Studies on the curative effects of hyperthermia and radiation therapy on treatment of cancer show strong evidence of synergistic enhancement when both radiation and hyperthermia treatment modalities are applied simultaneously. A variety of tissue heating approaches developed to date still fail to overcome essential limitations such as inadequate temperature control, temperature non-uniformity, and prolonged time delay between hyperthermia and radiation treatments. We propose a new self-regulating Thermo-brachytherapy (TB) seed, which serves as a source of both radiation and heat for concurrent administration of brachytherapy and hyperthermia.
The proposed seed is based on the BEST seed model 2301, where the tungsten marker core and the air gap are replaced with ferromagnetic material. The ferromagnetic core produces heat when subjected to an alternating electromagnetic (EM) field and effectively shuts off after reaching the Curie temperature (TC) of the ferromagnetic material, thus establishing temperature self-regulation. The seed has a ferromagnetic Ni-Cu alloy core having a Curie transition at a temperature of 52 O C. This study summarizes the design and development of the self regulating ferromagnetic core TB seed for the concurrent hyperthermia and brachytherapy treatments. An experimental study of the magnetic properties of the Ni1-xCux (0.28= x =0.3) alloys, and the simulation studies of radiation and thermal distribution properties of the seed have been performed. A preliminary experiment for the ferromagnetic induction heating of Ni-Cu needles has been carried out to ensure the practical feasibility of the induction heating.
Radiation dose characterizing parameters (dose rate constant and other TG-43 factors) were calculated using the Monte Carlo method. For the thermal characteristics, we studied a model consisting of single or multiple seeds placed in the central region of a cylindrical phantom using a finite-element analysis method, with and without considering the effect of the blood perfusion.
The experimental study of the Ni-Cu alloys shows that heat treatment has a strong influence on the magnetic properties of the Ni-Cu alloy. The TC of the Ni1-xCux alloy decreases drastically with an increase in copper composition in the alloy. The study of the thermal expansion properties of the seed materials in the range of 37 O C to 60 O C shows negligible change in dimension due to the change of the temperature during the treatment. Imaging studies using CT and plane X-ray radiographs on the other hand, demonstrated that the new seed preserves the radiographic properties of the standard BEST seed model 2301 and is realistic for clinical use.

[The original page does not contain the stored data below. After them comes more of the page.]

PR #3100, opened 2022-07-21
Restore old keep-core v1 deploy script

michalsmiarowski:
There was a change recently that refactored the `install.sh` script in
such a way that it's deploying the contracts on local geth instead of
ganache. This caused some problem when deploying the contracts locally
for ganache when developing the threshold dApp.

We are temporarly restoring back the old keep-core v1 deploy script as a
new file to get rid of errors in deployment proccess and pretty soon we
will refactor the whole process and move to goerli testnet (instead of
developing the contracts locally).


scripts/install_keep_core_v1.sh
```diff
@@ -0,0 +1,98 @@
+#!/bin/bash
```
nkuba, line 1: Can we rename the file to `install-v1.sh`?

scripts/install_keep_core_v1.sh
```diff
@@ -0,0 +1,98 @@
...
+
+# Overwrite default properties
+CONFIG_DIR_PATH=${config_dir_path:-$CONFIG_DIR_PATH_DEFAULT}
+NETWORK=${network:-$NETWORK_DEFAULT}
+CONTRACTS_ONLY=${contracts_only:-false}
+
+# Run script
+printf "${LOG_START}Starting installation...${LOG_END}"
+
+printf "Config dir path: $CONFIG_DIR_PATH\n"
```
nkuba, line 71: We're not using this path anywhere, right? Can we remove all traces of config dir path?

scripts/install_keep_core_v1.sh
```diff
@@ -0,0 +1,98 @@
...
+      h ) help ;;
+      ? ) help ;; # Print help in case parameter is non-existent
+   esac
+done
+shift $(expr $OPTIND - 1) # remove options from positional parameters
+
+# Overwrite default properties
+CONFIG_DIR_PATH=${config_dir_path:-$CONFIG_DIR_PATH_DEFAULT}
+NETWORK=${network:-$NETWORK_DEFAULT}
+CONTRACTS_ONLY=${contracts_only:-false}
```
nkuba, line 66: It's not used now, can we remove it? Also command args should be updated.

nkuba (changes requested):

scripts/install_keep_core_v1.sh
michalsmiarowski: 9cd8ce2675c6b0ae21fa1157c0eb01d2a76e6f63

scripts/install_keep_core_v1.sh
michalsmiarowski: 881196cad3d854f4e4be3e4bd6cee7e4966b9be9

scripts/install_keep_core_v1.sh
michalsmiarowski: 881196cad3d854f4e4be3e4bd6cee7e4966b9be9

scripts/start_dashboard.sh
```diff
@@ -33,7 +33,7 @@ yarn link
 
 printf "${LOG_START}Migrating contracts for keep-ecdsa...${LOG_END}"
 cd "$KEEP_ECDSA_PATH"
-./scripts/install.sh --network local --contracts-only
+./scripts/install_keep_core_v1.sh --network local --contracts-only
```
nkuba, line 36:
```suggestion
./scripts/install-v1.sh --network local
```

scripts/install-v1.sh
```diff
@@ -0,0 +1,93 @@
...
+# Defaults, can be overwritten by env variables/input parameters
+CONFIG_DIR_PATH_DEFAULT="$KEEP_CORE_PATH/configs"
+NETWORK_DEFAULT="local"
+KEEP_ETHEREUM_PASSWORD=${KEEP_ETHEREUM_PASSWORD:-"password"}
+CONTRACT_OWNER_ETH_ACCOUNT_PRIVATE_KEY=${CONTRACT_OWNER_ETH_ACCOUNT_PRIVATE_KEY:-""}
+
+help()
+{
+   echo -e "\nUsage: ENV_VAR(S) $0"\
+           "--config-dir <path>"\
```
nkuba, line 21: We should remove all traces of `--config-dir` and `--contracts-only`.

nkuba (changes requested):

scripts/install-v1.sh
```diff
@@ -0,0 +1,85 @@
...
+  case "$arg" in
+    "--network")        set -- "$@" "-n" ;;
+    "--help")           set -- "$@" "-h" ;;
+    *)                  set -- "$@" "$arg"
+  esac
+done
+
+# Parse short options
+OPTIND=1
+while getopts "c:n:mh" opt
```
nkuba, line 43: We also need to remove short options

```suggestion
while getopts "n:h" opt
```

nkuba (changes requested):

nkuba (approved):
:fire:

The modification of the internal structure of the seed slightly changes dose rate and other TG-43 factors characterizing radiation distribution. The thermal modeling results show that the temperature of the seed surface rises rapidly and stays constant around TC) of the ferromagnetic material. The amount of heat produced by the ferromagnetic core is sufficient to raise the temperature of the surrounding phantom to the therapeutic range. The volume of the phantom reaching the therapeutic temperature range increases with the increase in frequency or magnetic field strength. An isothermal distribution closely matching the radiation isodose distribution can be achieved within a target volume by tuning the frequency and intensity of the alternating magnetic field. The effect of heat loss due to the blood perfusion in a living tissue can be compensated by adjusting the magnetic field parameter. The results of the preliminary induction heating experiment conducted in a ham slice (implanted with ferromagnetic needles) demonstrated practical feasibility of induction heating and thermal self regulating property of the ferromagnetic Ni-Cu alloy.
Modeling studies of the radiation and thermal properties of the TB seed show that the therapeutic implementation of the concurrent hyperthermia and brachytherapy treatment of the tumor is feasible. The seed has the capability of addressing some of the limitations of conventional hyperthermia treatment techniques, and has several advantages. The proposed seed model has high potential in the implementation of concurrent brachytherapy and hyperthermia treatments.